INSTRUCTIONS FOR THE TASK: With no line omitted, restate the records below exactly as they appear.
--*--
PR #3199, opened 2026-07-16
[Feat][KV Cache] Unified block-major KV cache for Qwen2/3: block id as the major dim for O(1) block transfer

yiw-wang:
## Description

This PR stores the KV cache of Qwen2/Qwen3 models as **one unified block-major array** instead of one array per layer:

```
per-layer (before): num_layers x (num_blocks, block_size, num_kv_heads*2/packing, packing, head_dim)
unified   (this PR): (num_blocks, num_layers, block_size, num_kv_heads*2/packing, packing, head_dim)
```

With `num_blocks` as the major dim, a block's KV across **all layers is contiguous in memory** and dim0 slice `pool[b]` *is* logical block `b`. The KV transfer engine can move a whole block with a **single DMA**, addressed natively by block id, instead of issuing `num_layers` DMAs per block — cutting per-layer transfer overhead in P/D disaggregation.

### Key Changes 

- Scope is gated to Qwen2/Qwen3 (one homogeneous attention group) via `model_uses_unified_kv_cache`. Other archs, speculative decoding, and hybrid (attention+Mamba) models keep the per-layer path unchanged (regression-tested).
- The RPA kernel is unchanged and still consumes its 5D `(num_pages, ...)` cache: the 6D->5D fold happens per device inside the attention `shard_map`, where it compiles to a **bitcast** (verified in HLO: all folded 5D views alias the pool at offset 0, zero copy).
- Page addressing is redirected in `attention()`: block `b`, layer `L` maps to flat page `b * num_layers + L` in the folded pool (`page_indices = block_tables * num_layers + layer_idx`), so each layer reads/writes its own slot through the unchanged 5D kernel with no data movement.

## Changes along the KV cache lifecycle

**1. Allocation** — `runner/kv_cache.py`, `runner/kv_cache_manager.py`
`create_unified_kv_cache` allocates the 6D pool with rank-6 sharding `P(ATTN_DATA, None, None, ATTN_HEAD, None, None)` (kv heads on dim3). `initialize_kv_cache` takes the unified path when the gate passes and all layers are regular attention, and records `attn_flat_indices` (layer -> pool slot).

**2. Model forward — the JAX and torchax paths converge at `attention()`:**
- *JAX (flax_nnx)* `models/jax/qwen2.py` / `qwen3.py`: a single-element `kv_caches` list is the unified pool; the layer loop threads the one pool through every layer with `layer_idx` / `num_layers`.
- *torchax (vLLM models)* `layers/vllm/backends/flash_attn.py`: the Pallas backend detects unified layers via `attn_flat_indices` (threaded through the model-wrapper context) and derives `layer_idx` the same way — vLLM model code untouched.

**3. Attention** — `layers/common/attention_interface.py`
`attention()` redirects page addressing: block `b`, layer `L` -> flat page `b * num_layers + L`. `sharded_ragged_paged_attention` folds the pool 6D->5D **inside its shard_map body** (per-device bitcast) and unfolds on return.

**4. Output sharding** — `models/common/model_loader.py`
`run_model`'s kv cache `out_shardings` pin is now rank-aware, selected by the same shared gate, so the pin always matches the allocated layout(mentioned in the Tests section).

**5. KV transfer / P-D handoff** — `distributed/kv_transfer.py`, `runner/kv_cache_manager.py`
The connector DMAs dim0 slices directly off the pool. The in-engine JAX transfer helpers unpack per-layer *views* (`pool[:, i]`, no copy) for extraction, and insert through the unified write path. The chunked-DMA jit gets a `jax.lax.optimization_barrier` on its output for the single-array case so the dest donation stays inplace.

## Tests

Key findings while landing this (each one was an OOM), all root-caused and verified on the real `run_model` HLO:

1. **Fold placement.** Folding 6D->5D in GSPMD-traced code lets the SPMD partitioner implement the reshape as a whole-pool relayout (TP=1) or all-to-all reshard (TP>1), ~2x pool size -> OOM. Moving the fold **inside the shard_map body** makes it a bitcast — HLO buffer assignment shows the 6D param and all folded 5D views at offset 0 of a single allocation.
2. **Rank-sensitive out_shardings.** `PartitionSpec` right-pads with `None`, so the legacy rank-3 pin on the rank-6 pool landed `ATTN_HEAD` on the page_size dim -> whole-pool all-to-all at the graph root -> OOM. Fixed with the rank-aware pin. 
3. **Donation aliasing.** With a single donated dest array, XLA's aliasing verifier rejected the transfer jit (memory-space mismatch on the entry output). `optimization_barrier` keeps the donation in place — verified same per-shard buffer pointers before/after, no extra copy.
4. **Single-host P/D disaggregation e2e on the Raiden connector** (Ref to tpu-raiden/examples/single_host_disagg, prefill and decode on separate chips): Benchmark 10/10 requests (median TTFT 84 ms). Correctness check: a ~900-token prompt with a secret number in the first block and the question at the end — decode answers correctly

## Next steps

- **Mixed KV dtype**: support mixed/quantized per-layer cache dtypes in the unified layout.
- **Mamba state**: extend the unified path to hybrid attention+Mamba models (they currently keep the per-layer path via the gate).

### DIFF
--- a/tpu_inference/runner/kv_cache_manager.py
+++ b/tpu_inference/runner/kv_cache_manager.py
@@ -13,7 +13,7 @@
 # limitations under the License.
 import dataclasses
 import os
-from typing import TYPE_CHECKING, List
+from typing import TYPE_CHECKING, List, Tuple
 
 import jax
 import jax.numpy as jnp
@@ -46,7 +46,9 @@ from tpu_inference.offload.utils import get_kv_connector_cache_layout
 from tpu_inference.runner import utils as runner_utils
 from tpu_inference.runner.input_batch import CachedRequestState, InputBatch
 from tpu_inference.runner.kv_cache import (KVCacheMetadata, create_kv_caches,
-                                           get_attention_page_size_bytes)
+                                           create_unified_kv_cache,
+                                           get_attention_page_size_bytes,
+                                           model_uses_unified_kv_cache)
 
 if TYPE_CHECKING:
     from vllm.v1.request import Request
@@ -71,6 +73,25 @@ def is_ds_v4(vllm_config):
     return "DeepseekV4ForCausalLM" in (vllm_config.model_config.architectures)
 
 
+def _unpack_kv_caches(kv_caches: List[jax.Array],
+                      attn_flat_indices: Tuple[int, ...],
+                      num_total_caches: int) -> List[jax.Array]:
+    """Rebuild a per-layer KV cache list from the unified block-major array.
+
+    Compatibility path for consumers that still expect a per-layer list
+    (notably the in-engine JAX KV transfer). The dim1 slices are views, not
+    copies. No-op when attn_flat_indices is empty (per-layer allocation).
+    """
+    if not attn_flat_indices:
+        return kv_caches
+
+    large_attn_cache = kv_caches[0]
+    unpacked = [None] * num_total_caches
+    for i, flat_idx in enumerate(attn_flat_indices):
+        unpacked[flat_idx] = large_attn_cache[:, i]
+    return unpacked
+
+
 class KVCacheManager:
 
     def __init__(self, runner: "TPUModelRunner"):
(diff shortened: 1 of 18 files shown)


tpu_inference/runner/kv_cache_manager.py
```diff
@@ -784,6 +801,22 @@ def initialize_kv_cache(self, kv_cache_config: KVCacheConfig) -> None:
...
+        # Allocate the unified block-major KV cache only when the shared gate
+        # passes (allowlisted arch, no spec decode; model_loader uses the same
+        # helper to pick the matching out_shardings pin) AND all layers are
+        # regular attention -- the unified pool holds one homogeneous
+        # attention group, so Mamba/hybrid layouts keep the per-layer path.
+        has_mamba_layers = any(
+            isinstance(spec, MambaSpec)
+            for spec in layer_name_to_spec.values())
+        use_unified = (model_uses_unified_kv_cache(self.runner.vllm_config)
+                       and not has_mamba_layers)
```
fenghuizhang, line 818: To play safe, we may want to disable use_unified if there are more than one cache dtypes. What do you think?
--*--
ANSWER BOX:
PR #3199, opened 2026-07-16
[Feat][KV Cache] Unified block-major KV cache for Qwen2/3: block id as the major dim for O(1) block transfer

yiw-wang:
## Description

This PR stores the KV cache of Qwen2/Qwen3 models as **one unified block-major array** instead of one array per layer:

```
per-layer (before): num_layers x (num_blocks, block_size, num_kv_heads*2/packing, packing, head_dim)
unified   (this PR): (num_blocks, num_layers, block_size, num_kv_heads*2/packing, packing, head_dim)
```

With `num_blocks` as the major dim, a block's KV across **all layers is contiguous in memory** and dim0 slice `pool[b]` *is* logical block `b`. The KV transfer engine can move a whole block with a **single DMA**, addressed natively by block id, instead of issuing `num_layers` DMAs per block — cutting per-layer transfer overhead in P/D disaggregation.

### Key Changes 

- Scope is gated to Qwen2/Qwen3 (one homogeneous attention group) via `model_uses_unified_kv_cache`. Other archs, speculative decoding, and hybrid (attention+Mamba) models keep the per-layer path unchanged (regression-tested).
- The RPA kernel is unchanged and still consumes its 5D `(num_pages, ...)` cache: the 6D->5D fold happens per device inside the attention `shard_map`, where it compiles to a **bitcast** (verified in HLO: all folded 5D views alias the pool at offset 0, zero copy).
- Page addressing is redirected in `attention()`: block `b`, layer `L` maps to flat page `b * num_layers + L` in the folded pool (`page_indices = block_tables * num_layers + layer_idx`), so each layer reads/writes its own slot through the unchanged 5D kernel with no data movement.

## Changes along the KV cache lifecycle

**1. Allocation** — `runner/kv_cache.py`, `runner/kv_cache_manager.py`
`create_unified_kv_cache` allocates the 6D pool with rank-6 sharding `P(ATTN_DATA, None, None, ATTN_HEAD, None, None)` (kv heads on dim3). `initialize_kv_cache` takes the unified path when the gate passes and all layers are regular attention, and records `attn_flat_indices` (layer -> pool slot).

**2. Model forward — the JAX and torchax paths converge at `attention()`:**
- *JAX (flax_nnx)* `models/jax/qwen2.py` / `qwen3.py`: a single-element `kv_caches` list is the unified pool; the layer loop threads the one pool through every layer with `layer_idx` / `num_layers`.
- *torchax (vLLM models)* `layers/vllm/backends/flash_attn.py`: the Pallas backend detects unified layers via `attn_flat_indices` (threaded through the model-wrapper context) and derives `layer_idx` the same way — vLLM model code untouched.

**3. Attention** — `layers/common/attention_interface.py`
`attention()` redirects page addressing: block `b`, layer `L` -> flat page `b * num_layers + L`. `sharded_ragged_paged_attention` folds the pool 6D->5D **inside its shard_map body** (per-device bitcast) and unfolds on return.

**4. Output sharding** — `models/common/model_loader.py`
`run_model`'s kv cache `out_shardings` pin is now rank-aware, selected by the same shared gate, so the pin always matches the allocated layout(mentioned in the Tests section).

**5. KV transfer / P-D handoff** — `distributed/kv_transfer.py`, `runner/kv_cache_manager.py`
The connector DMAs dim0 slices directly off the pool. The in-engine JAX transfer helpers unpack per-layer *views* (`pool[:, i]`, no copy) for extraction, and insert through the unified write path. The chunked-DMA jit gets a `jax.lax.optimization_barrier` on its output for the single-array case so the dest donation stays inplace.

## Tests

Key findings while landing this (each one was an OOM), all root-caused and verified on the real `run_model` HLO:

1. **Fold placement.** Folding 6D->5D in GSPMD-traced code lets the SPMD partitioner implement the reshape as a whole-pool relayout (TP=1) or all-to-all reshard (TP>1), ~2x pool size -> OOM. Moving the fold **inside the shard_map body** makes it a bitcast — HLO buffer assignment shows the 6D param and all folded 5D views at offset 0 of a single allocation.
2. **Rank-sensitive out_shardings.** `PartitionSpec` right-pads with `None`, so the legacy rank-3 pin on the rank-6 pool landed `ATTN_HEAD` on the page_size dim -> whole-pool all-to-all at the graph root -> OOM. Fixed with the rank-aware pin. 
3. **Donation aliasing.** With a single donated dest array, XLA's aliasing verifier rejected the transfer jit (memory-space mismatch on the entry output). `optimization_barrier` keeps the donation in place — verified same per-shard buffer pointers before/after, no extra copy.
4. **Single-host P/D disaggregation e2e on the Raiden connector** (Ref to tpu-raiden/examples/single_host_disagg, prefill and decode on separate chips): Benchmark 10/10 requests (median TTFT 84 ms). Correctness check: a ~900-token prompt with a secret number in the first block and the question at the end — decode answers correctly

## Next steps

- **Mixed KV dtype**: support mixed/quantized per-layer cache dtypes in the unified layout.
- **Mamba state**: extend the unified path to hybrid attention+Mamba models (they currently keep the per-layer path via the gate).

### DIFF
--- a/tpu_inference/runner/kv_cache_manager.py
+++ b/tpu_inference/runner/kv_cache_manager.py
@@ -13,7 +13,7 @@
 # limitations under the License.
 import dataclasses
 import os
-from typing import TYPE_CHECKING, List
+from typing import TYPE_CHECKING, List, Tuple
 
 import jax
 import jax.numpy as jnp
@@ -46,7 +46,9 @@ from tpu_inference.offload.utils import get_kv_connector_cache_layout
 from tpu_inference.runner import utils as runner_utils
 from tpu_inference.runner.input_batch import CachedRequestState, InputBatch
 from tpu_inference.runner.kv_cache import (KVCacheMetadata, create_kv_caches,
-                                           get_attention_page_size_bytes)
+                                           create_unified_kv_cache,
+                                           get_attention_page_size_bytes,
+                                           model_uses_unified_kv_cache)
 
 if TYPE_CHECKING:
     from vllm.v1.request import Request
@@ -71,6 +73,25 @@ def is_ds_v4(vllm_config):
     return "DeepseekV4ForCausalLM" in (vllm_config.model_config.architectures)
 
 
+def _unpack_kv_caches(kv_caches: List[jax.Array],
+                      attn_flat_indices: Tuple[int, ...],
+                      num_total_caches: int) -> List[jax.Array]:
+    """Rebuild a per-layer KV cache list from the unified block-major array.
+
+    Compatibility path for consumers that still expect a per-layer list
+    (notably the in-engine JAX KV transfer). The dim1 slices are views, not
+    copies. No-op when attn_flat_indices is empty (per-layer allocation).
+    """
+    if not attn_flat_indices:
+        return kv_caches
+
+    large_attn_cache = kv_caches[0]
+    unpacked = [None] * num_total_caches
+    for i, flat_idx in enumerate(attn_flat_indices):
+        unpacked[flat_idx] = large_attn_cache[:, i]
+    return unpacked
+
+
 class KVCacheManager:
 
     def __init__(self, runner: "TPUModelRunner"):
(diff shortened: 1 of 18 files shown)


tpu_inference/runner/kv_cache_manager.py
```diff
@@ -784,6 +801,22 @@ def initialize_kv_cache(self, kv_cache_config: KVCacheConfig) -> None:
...
+        # Allocate the unified block-major KV cache only when the shared gate
+        # passes (allowlisted arch, no spec decode; model_loader uses the same
+        # helper to pick the matching out_shardings pin) AND all layers are
+        # regular attention -- the unified pool holds one homogeneous
+        # attention group, so Mamba/hybrid layouts keep the per-layer path.
+        has_mamba_layers = any(
+            isinstance(spec, MambaSpec)
+            for spec in layer_name_to_spec.values())
+        use_unified = (model_uses_unified_kv_cache(self.runner.vllm_config)
+                       and not has_mamba_layers)
```
fenghuizhang, line 818: To play safe, we may want to disable use_unified if there are more than one cache dtypes. What do you think?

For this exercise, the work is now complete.